There was a dramatic change in what we were doing and this became this 'magic box'. We moved away from this very expressive form of architecture and turned it on it's head. We said to ourselves: how can we rethink the criteria that are actually gonna make this thing work and stop spending money on the envelope and try to get a much more considered, complete piece?'

And what we actually developed was a very simple magic box, within which you would have a sense of irony in the fact that it had so little 'architectural presence' - although we may treat it optically in an interesting way. But what it would contain for us was something that we wanted to be experiential and not didactic. We didn't want a message, we wanted a quick experience. We'll be getting 3,500 people an hour passing through this space - which is pretty scary.

So those criteria were beginning to impact on how we approached the problem. We wanted full-on access to everybody. We've got an incredible profile of visitors: young and old - I mean it's everybody you can imagine. We wanted this to be quick and powerful. We wanted it to be innovative, and how were we gonna do this? We thought one way of doing it was possibly to try and introduce the digital world as a way-in, and look at how play has developed or may develop in the future. So we looked at work in galleries. We looked at the technical expertise from game play design, and wondered how we could make this an inclusive activity. Accessible and fun, involving. It involves people either to play or to watch. No one would be alienated. Video please.

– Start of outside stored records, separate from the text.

PR #267, opened 2017-08-19
Require precise

greg0ire:
The trusty Travis image cannot run php 5.3, because, you know, it is EOL
since 2014. This is a quick fix, but maybe we should amend our policy of
not dropping support for minor versions of php to include an exception
for versions that are no longer maintained.

https://github.com/travis-ci/travis-ci/issues/2963
https://secure.php.net/supported-versions.php

Proof PR: https://github.com/sonata-project/SonataAdminBundle/pull/4612

### DIFF
--- a/project/.travis.yml.twig
+++ b/project/.travis.yml.twig
@@ -24,6 +24,7 @@ services:
 
 {% endif %}
 sudo: false
+dist: precise
 
 cache:
   pip: true


core23:
Will this fix the failing builds like https://travis-ci.org/sonata-project/SonataMediaBundle ?

greg0ire:
No it won't. This can fix only 5.3 builds that are starting to get flaky.

jordisala1991:
This is not applied yet to all projects right?

greg0ire:
Should be overnight I think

So what we devised actually was something that consists of three components. There was a cueing system. There was a kind of a playground, a landscape. And there's an access sequence, which is a sixty-second travel-related ride. So the actual what we called the 'conveyer-escort', the cueing system, introduced you to the icons of play and then dropped you into a landscape which is quite surrealistic. It's a kind of cross between the Teletubbies and Salvador Dali. And we were gonna actually carve out the space and drop this whole series of game plays into it. And I'm just going to run through these images and visions that we've developed.

So there's activity to do with challenge, to do with sport, to do with physical experience. There's activity to do with playing to discover - that's physical. Playing to discover, where you jump around and actually form spaces and shapes in a kind of 'fog box'. All of these activities are presently under development. And we're working with artists and game play designers throughout the world in association with Geoffry Stocker, Ars Electronica, Vegas Inferno.

And then the more kind of self-expression game,s where we're actually inviting the participants to, say, work on the ceiling of the structure. So within this landscape we've got this ceiling that actually is an active surface that we can enable the participants to actually work on and interact with.

And hotspots, these are just little activities spread through that landscape.

So just a very brief introduction. But just to reprise: we are very excited about the opportunity to collaborate with artists and designers, to work essentially in a world that we're not party to. It's a world that as designers we don't seem to enjoy or to collaborate in in an effective way. And we would like to invite that collaboration to happen. That we design stuff and the artisan designers that we're working with design in a different medium, in a way. We just want to try and bring these two things together.

This is an open offer really of collaboration. If you have anything that you think may be able to be developed in such a piece, we invite you to talk to us now.